There are certain things no child should ever have to experience. One such thing is abuse. Child abuse, in any form, can do lasting harm to a child and permanently change their life. Among the long-term impacts it can have are long-term health impacts.
A recent study indicates that individuals who suffer physical or sexual abuse as a child may have a greater vulnerability to developing ulcerative colitis during their life. This is an inflammatory bowel disease that has abdominal pain, bloody stools and diarrhea among its common symptoms.
The study reviewed the child abuse history and medical history of around 22,000 adults in Canada. The study found that having ulcerative colitis was around twice as common among the adults who had been abused as a child as it was among the adults with no child abuse history. This was true for both physical and sexual abuse.
These results indicate there is some sort of connection between child abuse and ulcerative colitis risk. One wonders what exactly this connection is.

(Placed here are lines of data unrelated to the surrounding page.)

PR #1835, opened 2024-03-01
Remove system message functionality from code executors

jackgerrits:

@ekzhu as discussed this removes all system message functionality. We agreed that this should be solved a different way, starting with documenting how to create good system messages. Doing this now before code executors become too mature.

## Checks


ekzhu:
More context: We are still thinking about a proper approach to solve the compatibility contract that binds the code executor and code writer agents together. Before we have a good design, it was pre-mature to use system message instruction update. Thus, the proposal to remove it. Note: this feature has not been documented anywhere or recommended to use since released. Since many have reviewed it, need to get feedback on whether removing it is going to cause massive downstream rewrites. 

Alternatively, we can keep the feature there, but insert explicit warning on possible removal/changes.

Sadly, children sometimes experience abuse within their own family, such as abuse from one of their parents.
Given the massive amounts of harm child abuse can inflict, when a parent suspects that the other parent has committed abuse against their child, it is important for them to know what steps they could take to protect their child from further abuse. Such steps could, depending on the situation, include things such as seeking a protective order for their child or seeking a custody/visitation change to limit the other parent’s contact with the child. Family law attorneys can help Texas parents who are concerned that their child may be the victim of family violence understand what actions they can take and assist them with efforts to keep their child safe moving forward.